Open Mic Farm: al Tram un’urticante riscrittura del testo orwelliano

Open Mic Farm, sagace riscrittura de La fattoria degli animali di George Orwell approda al teatro Tram di Napoli dopo aver vinto diversi premi: quello alla regia della XXIII Edizione di Fantasio Festival e la selezione per la prossima edizione del Festival di Avignon Le Off 2024.
C’è ancora tempo stasera, sabato 2 dicembre alle ore 19:00 e domani, domenica 3 dicembre alle 18:00, per assistere a questo spettacolo in grado di scuotere le coscienze.
Al timone della narrazione tre attori (insieme all’autore e regista Gianluca Ariemma, anche Salvo Pappalardo e Giulia Messina, vincitrice del Premio Hystrio alla vocazione).
Il Tram si conferma uno spazio off di grande professionalità, che dà voce a opere di pregio capaci di far riflettere, ma anche di indurre un sorriso ironico. Il motivo della vincita di questi premi da parte della coesa compagine che troviamo sul palco è subito evidente.
Si tratta di una recitazione intensa e mordace, che alterna diversi registri linguistici e narrativi e non cede mai il passo alla lentezza, mettendo in evidenza con fierezza vari momenti di un “politicamente scorretto” al vetriolo che sbugiarda atteggiamenti buonisti, fintamente inclusivi e all’insegna di un rispetto solo di facciata.
È un ritmo ad alta attenzione e tensione emotiva: sulla scena viene, infatti, riproposto l’eterno dilemma che attanaglia gli uomini, ma anche gli animali che ne rappresentano l’alter ego, che spodestano un tiranno, ne mutuano tutti i peggiori difetti, e ne prendono il posto. Così succede ai maiali – quelli già di per sè più simili all’uomo – apparentemente animati da un desiderio di giustizia sociale che, spinti dalla cupidigia e dallo smodato desiderio di essere leader, finiscono per rendere schiavi i propri simili, tradendo i principi di eguaglianza che loro stessi inizialmente si sono dati per mantenere la loro “umanità” e per cercare di non cadere nelle sabbie mobili e nelle pastoie del potere che attanagliano i loro sfruttatori umani.
Questa assimilazione sembra essere sottolineata dalla possibilità, espressa sulla scena, di liberarsi dalle fattezze animali – rappresentate dalla maschera – rivelando un volto umano.

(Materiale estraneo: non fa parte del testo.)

PR #6770, opened 2024-11-22
EAMxx: refactor vertical remapper to handle different top/bot extrapolations

bartgol:
In view of unifying the "dataset interpolation" implementations across eamxx, this PR makes the VerticalRemapper a bit more general. Namely:

- can be constructed from two existing grids (as opposed as assuming tgt grid is from map file);
- can handle "P0" and "Masked" extrapolation (the former does constant extrapolation, the latter sets extrapolated value to a constant mask value)
- can do different extrapolations at top and bottom of the column (but same extrapolation type across all columns)
- can handle 1d as well as 2d pressure profile, for both source and target pressure

Depends-On: #6761

### DIFF
--- a/components/eamxx/src/share/grid/remap/vertical_remapper.cpp
+++ b/components/eamxx/src/share/grid/remap/vertical_remapper.cpp
@@ -656,7 +656,9 @@ extrapolate (const Field& f_src,
       auto f_src_v = f_src.get_view<const Real**>();
       auto f_tgt_v = f_tgt.get_view<      Real**>();
       auto policy = ESU::get_default_team_policy(ncols,nlevs_tgt);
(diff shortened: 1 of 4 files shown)


bartgol:
@tcclevenger is on the road, moving across country.

@AaronDonahue, the CUDA fails are the same as in master. The gh/ci fails are mysterious, but maybe @mahf708 knows what the deal is. That said, it's likely orthogonal to this PR.

AaronDonahue (approved):

bartgol:
(a)ccidentally deleted the branch)

bartgol:
The last round of testing showed all passing and the known master diff on CUDA. The ghci-snl runners are having network issues right now, so they are stuck, but nothing changed since the last round of tests, so I'm merging.

PR #6772, opened 2024-11-22
Pacer timing interface for C++ components like Omega

sarats:
Add Pacer, a timing interface for C++ components in E3SM such as Omega. Presently, it provides a thin wrapper around 
GPTL with comprehensive error checking. In addition to providing basic timer functionality, it keeps track of open timers
and issues warnings about dangling timers at the end.

To begin with, the build configuration will be added to standalone Omega builds. We will add necessary CMake logic for 
coupled E3SM builds in the future once Omega is integrated into E3SM main repo.

It just adds the sources under share/pacer and would not impact E3SM's builds at this point.
[BFB]

------

Additional details including unit test and testing with Omega standalone driver on Frontier at https://acme-climate.atlassian.net/wiki/spaces/OO/pages/4775346241/Pacer+timing+interface


sarats:
cc @mark-petersen, @grnydawn

share/pacer/Pacer.cpp
```diff
@@ -0,0 +1,201 @@
...
+
+    if ( PacerMode == PACER_STANDALONE )
+        PACER_CHECK_ERROR(GPTLfinalize());
+
+    if ( (MyRank == 0) && ( OpenTimers.size() > 0) ){
+        std::cerr << "[WARNING] Pacer: Following " << OpenTimers.size() << " timer(s) is/are still open." << std::endl;
+        for (auto i = OpenTimers.begin(); i != OpenTimers.end(); i++)
+            std::cerr << '\t' << i->first << std::endl;
+    }
+
```
philipwjones, line 196: Might want a OpenTimers.clear() call just to make sure the static map is cleared of all entries on finalization.

philipwjones (approved):
Looks good - just had the one minor suggestion. This appears to be working in Omega testing and should have no impact on other E3SM components yet.

share/pacer/Pacer.cpp
sarats: Done.

sarats:
FYI, minor additions to check if already initialized and clear state and resources at finalization.

sarats:
This PR provides the functionality needed for Omega immediately. FYI, I will submit a thread-safe version in a future PR after testing. 

The initialize function (and underlying GPTLinitialize() ) are expected to be called from a single unthreaded region in the code. I'm going to make the timer bookkeeping logic (OpenTimers) within start/stop thread-safe and assess the performance impact as well.

sarats:
FYI, I will address threading support and additional functionality in future PRs.

@rljacob @amametjanov Omega folks are waiting on this PR to get their timers integrated. If there are no changes required, it would be good to get this in soon.

rljacob:
Skipped testing since code is not built.

PR #6774, opened 2024-11-23
EAMxx: fix ghci-snl-cpu standalone machine setting

bartgol:
We were missing the gator initial mb env var, which caused the valgrind build to run out of memory.

### DIFF
--- a/components/eamxx/scripts/machines_specs.py
+++ b/components/eamxx/scripts/machines_specs.py
@@ -214,6 +214,7 @@ class GHCISNLCPU(Machine):
     def setup(cls):
         super().setup_base("ghci-snl-cpu")
         cls.baselines_dir = "/projects/e3sm/baselines/scream/ghci-snl-cpu"
+        cls.env_setup = ["export GATOR_INITIAL_MB=4000MB"]
 
 ###############################################################################
 class GHCISNLCuda(Machine):


bartgol:
@jgfouca I manually triggered the memcheck nightlies from this branch, and it does appear to fix things. See [here](https://github.com/E3SM-Project/E3SM/actions/runs/11983342059/job/33412696280) for the log, or cdash for the fresh report.

The valg build still has the issue of generating an empty suppressions file, but maybe we can work around that. E.g., we could store a supp file inside the container or in the repo, and call it a day. However, in the midst of MPI false positives, I think I saw some potentially real errors coming from IOP, p3, and maybe Homme. I just skimmed, so I am not 100% sure, and I have to call it a day (a week actually), but I will continue on Monday.

I do think we should merge this PR though, so we start to get the valg build to report to cdash.

rljacob:
See this error in the CI:
```
[ci (SMS_D_Ln5_P4.ne4pg2_oQU480.F2010-SCREAMv1-MPASSI.ghci-oci_gnu)](https://github.com/E3SM-Project/E3SM/actions/runs/11983339941/job/33428932378#step:5:1)
Value cannot be null. (Parameter 'ContainerId')
```

PR #633, opened 2025-03-29
Add the missing `.sql()` helpers for various DatabaseQuery types to FluentSQL

gwynne:
Adds `.sql(unsafeRaw:)`, `.sql(embed:)`, and `.sql(_:)` helpers for the following types to FluentSQL:
- `DatabaseQuery.Action`
- `DatabaseQuery.Aggregate`
- `DatabaseQuery.Aggregate.Method`
- `DatabaseQuery.Filter.Method`
- `DatabaseQuery.Filter.Relation`
- `DatabaseQuery.Join.Method`
- `DatabaseQuery.Sort.Direction`

Additional changes:
- `Schema.spaceIfNotAliased` is now `public` (it was previously `internal`).
- Updated the minimum version requirements for a couple of dependencies and made the `FluentKit` target's product dependencies more explicit.
- `DatabaseQuery.Limit.custom(_:)` and `DatabaseQuery.Offset.custom(_:)` are now deprecated, reflecting the fact that any use of them causes an unconditional `fatalError()`. Due to design limitations in SQLKit, it is not possible to implement them correctly instead of erroring.
- As promised, the use of `@_spi` has been removed in favor of the `package` access modifier now that we require Swift 5.9. This removes public symbols from the API, but because those symbols were SPI and had been explicitly documented as becoming non-public as of 5.9, this does not constitute a `semver-major` break. Anyone who was using the SPIs did so at their own risk.
- Fixed a missed `#if` condition for one of the bits of `Mirror` bypass logic (it still said `<6` instead of `<6.1`).
- A focused code formatting pass was made to remove lots of redundant uses of the `return` keyword, pretty much for the sole reason that I felt like doing it. Fixed a few incorrect comments and code style quirks along the way too, but only a few.

### DIFF
--- a/Sources/FluentKit/Model/Schema.swift
+++ b/Sources/FluentKit/Model/Schema.swift
@@ -11,7 +11,7 @@ extension Schema {
         self.alias ?? self.schema
     }
     
-    static var spaceIfNotAliased: String? {
-        return self.alias == nil ? self.space : nil
+    public static var spaceIfNotAliased: String? {
+        self.alias == nil ? self.space : nil
     }
 }
--- a/Package.swift
+++ b/Package.swift
@@ -16,8 +16,8 @@ let package = Package(
         .library(name: "XCTFluent", targets: ["XCTFluent"]),
     ],
     dependencies: [
-        .package(url: "https://github.com/apple/swift-nio.git", from: "2.79.0"),
-        .package(url: "https://github.com/apple/swift-log.git", from: "1.6.2"),
+        .package(url: "https://github.com/apple/swift-nio.git", from: "2.81.0"),
+        .package(url: "https://github.com/apple/swift-log.git", from: "1.6.3"),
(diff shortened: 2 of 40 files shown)


Sources/FluentKit/Model/Schema.swift
```diff
@@ -11,7 +11,7 @@ extension Schema {
         self.alias ?? self.schema
     }
     
-    static var spaceIfNotAliased: String? {
-        return self.alias == nil ? self.space : nil
+    public static var spaceIfNotAliased: String? {
```
ptoffy, line 14: Is this intended?

ptoffy (approved):

Sources/FluentKit/Model/Schema.swift
gwynne: It certainly is. But I completely forget to mention it in the commit log or the PR description 😅

PR #637, opened 2025-05-05
Fix arithmetic  overflow crash in request pagination

petrpavlik:
When paging request, providing large values for `page` and `per` params will cause an arithmetic overflow exception and crash the process

Fixes a crash where trying to paginate with values that when multiplied cause an arithmetic overflow exception and crash the process. Following added unit tests provides an example.
```swift
    func testPaginationDoesntCrashOnOverflow() throws {
        let pageRequest1 = PageRequest(page: 1184467440737095516, per: 1184467440737095516)
        db.fakedRows.append([.init(["aggregate": 1])])
        // This would crash on `Swift runtime failure: arithmetic overflow` if not handled
        // so no point trying any XCTAssert
        _ = try Planet2
            .query(on: db)
            .paginate(pageRequest1)
            .wait()
    }
```

### DIFF
--- a/Sources/FluentKit/Query/Builder/QueryBuilder+Paginate.swift
+++ b/Sources/FluentKit/Query/Builder/QueryBuilder+Paginate.swift
@@ -136,10 +136,10 @@ public struct PageRequest: Decodable, Sendable {
     }
 
     var start: Int {
-        (self.page - 1) * self.per
+        (self.page - 1).multipliedReportingOverflow(by: self.per).partialValue
     }
 
     var end: Int {
-        self.page * self.per
+        self.page.multipliedReportingOverflow(by: self.per).partialValue
     }
 }
--- a/Sources/FluentKit/Query/Builder/QueryBuilder+Paginate.swift
+++ b/Sources/FluentKit/Query/Builder/QueryBuilder+Paginate.swift
@@ -140,6 +140,6 @@ public struct PageRequest: Decodable, Sendable {
     }
 
     var end: Int {
-        self.page.multipliedReportingOverflow(by: self.per).partialValue
+        self.page &* self.per
     }
 }
--- a/Sources/FluentKit/Query/Builder/QueryBuilder+Paginate.swift
+++ b/Sources/FluentKit/Query/Builder/QueryBuilder+Paginate.swift
@@ -136,7 +136,7 @@ public struct PageRequest: Decodable, Sendable {
     }
 
     var start: Int {
-        (self.page - 1).multipliedReportingOverflow(by: self.per).partialValue
+        (self.page - 1) &* self.per
     }
 
     var end: Int {
--- a/Tests/FluentKitTests/FluentKitTests.swift
+++ b/Tests/FluentKitTests/FluentKitTests.swift
@@ -717,16 +717,16 @@ final class FluentKitTests: XCTestCase {
             .wait())
     }
     
-    func testPaginationDoesntCrashOnOverflow() throws {
+    func testPaginationDoesntCrashOnOverflow() async throws {
         let db = DummyDatabaseForTestSQLSerializer()
         let pageRequest1 = PageRequest(page: 1184467440737095516, per: 1184467440737095516)
         db.fakedRows.append([.init(["aggregate": 1])])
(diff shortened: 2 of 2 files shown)


petrpavlik:
> How in the world did you run into this in the first place? 😳

Tried after reading this https://forums.swift.org/t/what-are-the-pain-points-of-deploying-swift-on-server-applications/76435/15

0xTim:
We should be able to catch these things with some automated fuzzing at some point in the future

Sources/FluentKit/Query/Builder/QueryBuilder+Paginate.swift
```diff
@@ -136,10 +136,10 @@ public struct PageRequest: Decodable, Sendable {
     }
 
     var start: Int {
-        (self.page - 1) * self.per
+        (self.page - 1).multipliedReportingOverflow(by: self.per).partialValue
```
gwynne, line 139: If we're just going to use the partial value result anyway, don't bother going through `multipliedReportingOverflow(by:)`, just disable the runtime check by requesting modulus arithmetic:
```suggestion
        (self.page - 1) &* self.per
```

Sources/FluentKit/Query/Builder/QueryBuilder+Paginate.swift
```diff
@@ -136,10 +136,10 @@ public struct PageRequest: Decodable, Sendable {
...
     }
 
     var end: Int {
-        self.page * self.per
+        self.page.multipliedReportingOverflow(by: self.per).partialValue
```
gwynne, line 143: Same as above
```suggestion
        self.page &* self.per
```

Tests/FluentKitTests/FluentKitTests.swift
```diff
@@ -717,6 +717,18 @@ final class FluentKitTests: XCTestCase {
...
+        let pageRequest1 = PageRequest(page: 1184467440737095516, per: 1184467440737095516)
+        db.fakedRows.append([.init(["aggregate": 1])])
+        // This would crash on `Swift runtime failure: arithmetic overflow` if not handled
+        // so no point trying any XCTAssert
+        _ = try Planet2
+            .query(on: db)
+            .paginate(pageRequest1)
+            .wait()
+    }
+
```
gwynne, line 731: It's true it will crash if it fails, but we can still assert that we get a predictable result from it:
```suggestion
    func testPaginationDoesntCrashOnOverflow() async throws {
        let db = DummyDatabaseForTestSQLSerializer()
        let pageRequest1 = PageRequest(page: 1184467440737095516, per: 1184467440737095516)
        db.fakedRows.append([.init(["aggregate": 1])])
        let result = try await Planet2
            .query(on: db)
            .paginate(pageRequest1)
        XCTAssertEqual(result.metadata.page, 1184467440737095516)
        XCTAssertEqual(result.metadata.per, 1184467440737095516)
        XCTAssertEqual(result.metadata.total, 1)
    }
    
```

gwynne (changes requested):
Good fix, just some nitpicks on the details 🙂

gwynne:
Come to think of it, I wonder if we should be going for saturation rather than modulus overflow for this - if the user requests such an outlandish out-of-bounds value and we do overflow, the results effectively loop repeatedly; if we saturate, they stop getting results. The latter feels like a more correct response to this scenario to me.

petrpavlik:
What I'm trying to fix is an attacker being able to disable my backend by setting up a cron job that periodically performs a get request against any of my endpoints that support pagination with evil values.

I don't have any strong opinions on what values should be computed in such case. As you say, such values will never be used for anything legit anyway.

Nell’operazione di riscrittura  – racconta Ariemma –  sono rimasto fedele al testo originale, tranne che nell’inversione dei ruoli. Nel mio testo, infatti, è Palla di Neve che uccide Napoleone. Ci tenevo a sottolineare che chiunque avesse vinto lo avrebbe fatto attraverso un gesto sanguinario, da tiranno“.
Il tema è forte, il progressivo disincanto è corrosivo, ma riesce comunque a strappare un sorriso amaro perché gli attori – che si contendono la scena con un ritmo serratissimo – ricorrono al registro della stand up comedy nelle vesti di un talk show.
La mia drammaturgia – rimarca l’autore – serra i tempi, per mantenere viva l’attenzione del pubblico“.
Diversi i temi e i punti scivolosi, in cui la verità che dovrebbe essere svelata viene invece nascosta a scopo propagandistico.
Niente è come sembra: i buoni in realtà si rivelano malvagi o lo diventano. I cattivi in fondo non lo sono fino in fondo e pagano il fio di una loro certa ingenuità e dell’essersi fidati e affidati alla buona fede dell’altro. L’ opera è un omaggio a George Orwell e si rivela un totem eretto alle personalità ego riferite, che mostrano il loro volto piú laido e feroce.
I maiali, come ricorda il regista e autore, inseguono un sogno e, man mano che assimilano i comportamenti umani, diventano simili a coloro che dicevano di odiare.
Non c’è spazio per i talenti, per la valorizzazione del punto di vista altrui e per un sano, reale e autentico contraddittorio: la prospettiva diventa totalizzante. I maiali progressivamente si umanizzano e diventano – o rivelano di essere –  sempre più impietosi ed estranei a sè stessi e a una possibile solidarietà intragruppo. Divengono davvero ferini.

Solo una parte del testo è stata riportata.